About 2 1/2 years ago, Professor James Larkin was having lunch with friends at a lovely Mexican restaurant in Johannesburg when the subject of rhino poaching came up.
Part of the multibillion-dollar illicit wildlife trade worldwide, rhino horn is worth more than gold. Despite having no medicinal value, it is considered a potent ingredient in traditional Chinese medicine.
“James, why don’t you zap them with radiation?” one of his friends asked, knowing Larkin is director of the Radiation and Health Physics Unit at the University of the Witwatersrand in South Africa.
That suggestion led to the Rhisotope Project, which became reality on May 13, 2021.
Larkin injected an amino acid with trace amounts of harmless, nonradioactive isotopes into the horns of two 1.5-ton rhinos named Denver and Igor at a private game reserve about 1,000 kilometers south of Johannesburg.
The first phase of the project is to test the animals’ safety. Radioactive isotopes would be used after the team determines the right dosage.
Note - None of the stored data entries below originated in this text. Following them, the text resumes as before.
PR #401, opened 2015-07-17
Make integration tests more reliable

bishboria:
Attempt to improve the reliability of two integration tests (`campaign_edit_test` and `video_edition_create_edit_test`) as they fail regularly on CI.

These changes seem to make the test suite a lot more stable - Famous Last Words.

### DIFF
--- a/test/integration_test_helper.rb
+++ b/test/integration_test_helper.rb
@@ -1,4 +1,4 @@
-# encoding: UTF-8
+# encoding: utf-8
 
 require 'test_helper'
 require 'capybara/rails'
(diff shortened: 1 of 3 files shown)


test/integration_test_helper.rb
```diff
@@ -194,9 +195,22 @@ def save_edition_and_assert_success
...
+                      page.has_selector?("input[type=submit]#save-edition:enabled"))
+    assert save_attempted, "Failed to attempt saving the edition"
+
+    saved = (page.has_content?("edition was successfully updated.") ||
+             page.has_css?('.workflow-message', text: 'Saved'))
+    assert saved, "Failed to save the edition"
+  end
+
+  def save_edition_and_assert_success_without_ajax
+    with_javascript = false
```
boffbowsh: I think it'd be more readable without this variable

boffbowsh:
Tiny comment, but otherwise heroic effort :clap:

test/integration_test_helper.rb
rboulton: Wouldn't that make it just say `save_edition(false)` on the next line?  I think that would be quite hard to read.

rboulton:
I'm going to merge this, since I really want master to have a successful build.  Feel free to discuss better ways to make the "save_edition(...)" bit readable though, and follow up in a subsequent PR if needed.

fofr:
A little late to this, but I'm not sure what `save_edition_and_assert_success_slow` means and when to use it.

PR #406, opened 2015-07-21
Add an Edition's state to the local transaction export CSV

issyl0:
- Duplicates were appearing in the output of this because it was
  checking all editions and not differentiating between published and
  archived editions. As per
  https://github.com/alphagov/publisher/pull/398#discussion_r34978263,
  display the `state` of an edition to guard against this confusion and
  provide opportunities for filtering.

### DIFF
--- a/lib/tasks/export_local_transactions.rake
+++ b/lib/tasks/export_local_transactions.rake
@@ -4,10 +4,10 @@ task :export_local_transactions => :environment do
   require "csv"
 
   csv_string = CSV.generate do |csv|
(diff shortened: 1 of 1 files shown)


boffbowsh:
Could this utilise the Reports generation code? https://github.com/alphagov/publisher/pull/387

issyl0:
@boffbowsh This was meant to be a one-off thing, but I added a rake task just in case it needed to be done in different environments - I don't think it needs that much work. :confused: See #398.

PR #408, opened 2015-08-20
Make Fact Check email fetching more robust

boffbowsh:
This is an attempt to make the fact check email fetcher more robust and
more transparent. It seems like errors extending the lock time in Redis
may be causing emails to not be processed correctly and exit the loop
early, so we now rescue from the after_message hook and report errors
to Errbit.

Also added a few extra instances of Errbit logging in order to find
other errors in production.

Re: https://govuk.zendesk.com/agent/tickets/1121762


jamiecobbett:
I note that only Alex Tomlins is subscribed to Publisher errors in production. I've just added myself, but a wider audience receiving those would be good.

PR #409, opened 2015-08-26
Department analytics profile => Service analytics profile

jamiecobbett:
This label more closely matches reality. Not all services relate to a
department, and even if they do, they might be a separate profile from the
department-wide one.

I did contemplate renaming the field in the database, but it would be a lot of
work across several repos for little benefit.


boffbowsh:
I like :+1:

fofr:
Très bon!

PR #410, opened 2015-09-02
Replace old 'script/console' by 'rails console'

aureliojargas:
Since now Publisher is Rails 3.2.22 and `script/` is gone.

### DIFF
--- a/README.md
+++ b/README.md
@@ -12,7 +12,7 @@ with other apps, here's how.
 
 ### Create a user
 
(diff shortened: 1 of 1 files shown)


tommyp:
Good catch. Thanks for contributing! 👍

jamiecobbett:
There's still a file there: https://github.com/alphagov/publisher/blob/master/script/rails

PR #412, opened 2015-09-03
Send content id to content store

jackscotti:
We want to use content IDs instead of slugs to represent items in curated lists, so that things like slug changes don't break the linkage. In order to do this, we need to ensure that all content in publisher has a content-id, and these content-ids are published to the publishing API.

https://trello.com/c/rmBoBPm9/290-ensure-that-all-content-in-publisher-has-a-content-id


jamiecobbett:
:fireworks:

“It would be immensely arrogant to say that this is ‘the solution,’” he told ADF. “But I do believe that this will assist greatly in the reduction in poaching and the smuggling of wildlife materials.”
Larkin fondly recalls that innocuous question over Mexican food.
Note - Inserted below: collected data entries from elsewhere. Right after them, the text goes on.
PR #414, opened 2015-09-14
Gss codes for business support editions

mikejustdoit:
We're working on removing BusinessSupportEdition's dependence on 'area slugs' in favour of referring to areas by their (more stable) GSS codes (http://www.ons.gov.uk/ons/guide-method/geography/products/names--codes-and-look-ups/standard-names-and-codes/index.html).

Since the migration involves multiple applications and gems, we've decided to first add the GSS Codes to the BusinessSupportEditions, then think about removing the current area slugs after.

I've explained the reasoning behind these changes in the commit messages.

Changes of particular interest are in areas.js.erb and the EditionsController. I'm not 100% happy with how using Area slugs and GSS codes side-by-side is being handled, but as a temporary measure, it works and is tested.

### DIFF
--- a/app/controllers/editions_controller.rb
+++ b/app/controllers/editions_controller.rb
@@ -204,7 +204,24 @@ class EditionsController < InheritedResources::Base
 
     def coerce_business_support_params
       if (params[:edition][:areas] && !params[:edition][:areas].kind_of?(Array))
-        params[:edition][:areas] = params[:edition][:areas].split(',').map(&:strip)
+        area_slugs = []
+        area_gss_codes = []
+
+        business_support_area_identifier_pairs.each do |area_slug, area_gss_code|
+          area_slugs << area_slug
+          area_gss_codes << area_gss_code
+        end
+
+        params[:edition][:area_gss_codes] = area_gss_codes.compact
+        params[:edition][:areas] = area_slugs.compact
       end
+    end
+
+    def business_support_area_identifier_pairs
+        params[:edition][:areas]
+          .split(',')
+          .map { |slug_and_gss_code|
+            slug_and_gss_code.split(';').map(&:strip)
+          }
     end
 end
--- a/app/views/editions/areas.js.erb
+++ b/app/views/editions/areas.js.erb
@@ -1,3 +1,3 @@
 var areas = <%= raw @areas.map { |a|
-  { id: a.slug, text: a.name, country: a.country_name, type: a.type }
+  { id: "#{a.slug};#{a.codes["gss"]}", text: a.name, country: a.country_name, type: a.type }
 }.to_json %>;
--- a/db/migrate/20150828153331_change_business_support_edition_areas_to_gss_codes.rb
+++ b/db/migrate/20150828153331_change_business_support_edition_areas_to_gss_codes.rb
@@ -1,0 +1,23 @@
+class ChangeBusinessSupportEditionAreasToGssCodes < Mongoid::Migration
+  def self.up
+    # Editing of an edition with an Archived artefact is not allowed
+    Edition.skip_callback(:save, :before, :check_for_archived_artefact)
+
+    BusinessSupportEdition.all.each do |edition|
+      edition.area_gss_codes = Area.areas_for_edition(edition).map { |area|
+        area.codes["gss"]
+      }.compact
+
+      edition.save!(validate: false) # Published editions can't be edited.
+    end
+  end
+
+  def self.down
+    # If this needs rolling back permanently, the area_gss_codes field should
+    # probably just be removed from GOV.UK Content Models.
+
+    BusinessSupportEdition.all.each do |edition|
+      edition.unset(:area_gss_codes)
+    end
+  end
+end
--- a/Gemfile
+++ b/Gemfile
@@ -11,7 +11,7 @@ end
 if ENV['CONTENT_MODELS_DEV']
   gem "govuk_content_models", :path => '../govuk_content_models'
 else
-  gem "govuk_content_models", '31.0.0'
+  gem "govuk_content_models", '31.1.0'
 end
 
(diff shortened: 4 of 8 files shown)


mikejustdoit:
Tried to shuffle the commits around and ended up with GitHub showing things in the wrong order. The branch is fine, it isn't affecting the outcome of the pull request, but be aware when reviewing that "Tidy up ImminenceAreasTestHelper a bit" is in the wrong place in history :clock1030:

db/migrate/20150828153331_change_business_support_edition_areas_to_gss_codes.rb
```diff
@@ -0,0 +1,20 @@
+class ChangeBusinessSupportEditionAreasToGssCodes < Mongoid::Migration
+  def self.up
+    # Editing of an edition with an Archived artefact is not allowed
+    Edition.skip_callback(:save, :before, :check_for_archived_artefact)
+
+    BusinessSupportEdition.all.each do |edition|
+      edition.area_gss_codes = Area.areas_for_edition(edition).map(&:gss).compact
```
jennyd: Since we decided to [nest the GSS codes](https://github.com/alphagov/imminence/blob/master/app/presenters/areas_presenter.rb#L39-L41) we actually need `codes["gss"]` here.

mikejustdoit: Thanks, @jennyd, I've fixed that now

app/views/editions/areas.js.erb
```diff
@@ -1,3 +1,3 @@
 var areas = <%= raw @areas.map { |a|
-  { id: a.slug, text: a.name, country: a.country_name, type: a.type }
+  { id: "#{a.slug};#{a.codes["gss"]}", text: a.name, country: a.country_name, type: a.type }
```
jennyd: I agree that putting both values in the form isn't pretty, but since it's only going to be here temporarily while we migrate to using GSS codes I think it's OK. I'm happy with doing it in this template for the same reason.

app/controllers/editions_controller.rb
```diff
@@ -204,7 +204,24 @@ def report_state_counts
...
+        end
+
+        params[:edition][:area_gss_codes] = area_gss_codes.compact
+        params[:edition][:areas] = area_slugs.compact
       end
     end
+
+    def business_support_area_identifier_pairs
+        params[:edition][:areas]
+          .split(',').map(&:strip)
```
jennyd: Minor point: the first `.map(&:strip)` isn't needed here - the second one will do everything that the first one does.

db/migrate/20150828153331_change_business_support_edition_areas_to_gss_codes.rb
```diff
@@ -0,0 +1,22 @@
...
+      edition.save!(validate: false) # Published editions can't be edited.
+    end
+  end
+
+  def self.down
+    # If this needs rolling back perminantly, the area_gss_codes field should
+    # probably just be removed from GOV.UK Content Models.
+    #
+    # .up is only adding data, not changing existing data, so I assume
+    # a temporary rollback doesn't really require any action.
```
jennyd: I think we should remove the `area_gss_codes` field in the `down` method so that we can keep the data clean, rather than relying on ignoring extra fields in code if we need to roll back. We should be able to migrate the database back to its original state by rolling back this migration, and when we've switched over to using the GSS codes we should remove the `areas` field in another migration.

mikejustdoit: @jennyd, you'll have to show me how to do that in the MongoDB/Rails world. All I could think of was doing something like `edition.area_gss_codes = []` to empty the field

jennyd: It looks like we've used [`unset`](http://mongoid.github.io/en/mongoid/docs/persistence.html) for this [in the past](https://github.com/alphagov/publisher/search?utf8=%E2%9C%93&q=unset) (I didn't know how to do that either).

mikejustdoit: Thanks @jennyd, I've added an `unset` and it worked fine for a `db:rollback` and `db:migrate` on my dev VM

jennyd:
This doesn't appear to be preserving all the GSS codes which were populated by the migration when the areas are edited subsequently :( I can't see exactly how to fix it - steps to reproduce:

- before running the migration, pick a business support scheme to test with and create a new edition to edit if it doesn't have one already
- inspect the latest edition for the scheme in the console: its `areas_gss_codes` will be an empty array
- run the migration
- inspect the latest edition again (reloading first): at this point it will have its `area_gss_codes` field populated with the GSS codes for all of its `areas`
- add an area to the related areas for the scheme in the UI and save it
- reload and inspect the latest edition again: at this point `area_gss_codes` has only the GSS code for the area that was added, and all the others have been lost

I thought at first that the codes might be being lost when a new edition is created, but that isn't the case - all the GSS codes which were set by the migration are still there on a newly created edition before it's edited.

db/migrate/20150828153331_change_business_support_edition_areas_to_gss_codes.rb
jennyd: The migration seems to do the right thing :+1:

mikejustdoit:
Thanks @jennyd, I'll look into that this morning :scream_cat:

mikejustdoit:
I've addressed all of @jennyd's comments except for the last one (where it was made clear that I'd overlooked some of the existing implementation details of the "related areas" selection interface).

I'm gonna close this for now and open a separate pull request doing some necessary work in preparation for this change to work properly.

“There might have been some alcohol involved,” he said with a grin.
The idea was to make rhino horns radioactive with an amount that would not hurt the animal but would devalue the horn as a commodity.
It wasn’t completely crazy. Other anti-poaching measures have included poisoning, dyeing, even removing the horns.
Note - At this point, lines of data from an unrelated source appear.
PR #443, opened 2016-01-28
Import Home page URL from local contact csv

h-lame:
This is part two of https://trello.com/c/td7NzjPG/261-use-local-authority-home-page-url-when-we-don-t-have-a-matching-transaction

There is a PR on frontend that uses this newly imported attribute in the "we matched your postcode to an LA but don't have a service endpoint for it" case (see: https://github.com/alphagov/frontend/pull/914).

### DIFF
--- a/lib/local_contact_importer.rb
+++ b/lib/local_contact_importer.rb
@@ -17,18 +17,24 @@ class LocalContactImporter < LocalAuthorityDataImporter
     authority.name = decode_broken_entities( row['Name'] )
     authority.contact_address = parse_address(row)
     authority.contact_phone = decode_broken_entities( row['Telephone Number 1'] )
-    url = row['Contact page URL']
-    unless url.blank? || url.start_with?("http://") || url.start_with?("https://")
-      url = "http://" + url
-    end
-    authority.contact_url = url
+    authority.contact_url = parse_url( row['Contact page URL'] )
     authority.contact_email = row['Main Contact Email']
+    authority.homepage_url = parse_url( row['Home page URL'] )
     authority.save!
   end
 
   def parse_address(row)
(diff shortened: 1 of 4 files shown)


lib/local_contact_importer.rb
```diff
@@ -17,12 +17,9 @@ def process_row(row)
...
     authority.contact_address = parse_address(row)
     authority.contact_phone = decode_broken_entities( row['Telephone Number 1'] )
-    url = row['Contact page URL']
-    unless url.blank? || url.start_with?("http://") || url.start_with?("https://")
-      url = "http://" + url
-    end
-    authority.contact_url = url
+    authority.contact_url = parse_url( row['Contact page URL'] )
     authority.contact_email = row['Main Contact Email']
+    authority.homepage_url = parse_url( row['Home page URL'] )
```
issyl0: Human linter: could you remove the spaces between the brackets as per the style guide?

jamiecobbett: Maybe it's [time](https://github.com/alphagov/government-frontend/pull/84)

issyl0: Yes, it's on my list.

h-lame: Ah, well, while I agree with the human (or robot) linter here, I'm following the pattern that's established in the file.  I think consistency within the file trumps linting (until we auto lint and correct in one fell swoop).

issyl0: Uuuh. We should add linting and fix it all in one go then, at a later date.

h-lame:
With https://github.com/alphagov/govuk_content_models/pull/356 merged and released, this PR is ready to be reviewed and merged now.  The tests are green!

The concept lingered in Larkin’s mind. Eventually, he said, his nuclear security training kicked in.
Putting a small amount of radioactive material in the horn would make it easily detectable to the 10,000 to 11,000 radiation monitors already installed at ports of entry around the world. It also would add terrorism charges to the crime of trafficking.
“Oftentimes a smuggler won’t just be smuggling rhino horn but will put together a whole consignment of illicit goods,” Larkin said. “If a detector goes off, it will result in the seizure and loss of all of those goods.”
Discouraging end users from ingesting rhino horn powder made sense, too. Anything to save a beloved animal facing extinction.
South Africa is home to 90% of the world’s rhino population. From 2010 to 2019, more than 9,600 rhinos were killed by poachers in South Africa. Only about 16,000 remain.
Kruger National Park is home to the world’s largest rhino population, but its numbers have declined by 59% since 2013. There are just 3,529 white rhinos and 268 black rhinos left, according to a recent report by South Africa National Parks.
“These shocking numbers have confirmed our worst fears about the number of rhinos in Kruger National Park,” said Cathy Dean, CEO of Save the Rhino International. “Kruger’s rhinos have suffered immensely since the poaching crisis gripped the country in 2008. Now we’re seeing the full and devastating scale of the problem.”
Injecting Denver and Igor was step one for the Rhisotope Project — the “proof of concept” stage. The rhinos will be monitored over the next three months to detect whether the isotopes move into their bodies.
Larkin hopes to present a viable concept on World Rhino Day, September 22 — his birthday. From there, the work will be offered to state and private rhino owners on the continent and around the world.
Larkin intends to give any conservation organization that wants to use the technique his team’s intellectual property, training and support for free.
“We are aiming to have much of the work completed by the end of the year,” he said. “It’s a tough ask, but given the interest shown and the offers of cooperation, it might well be possible.”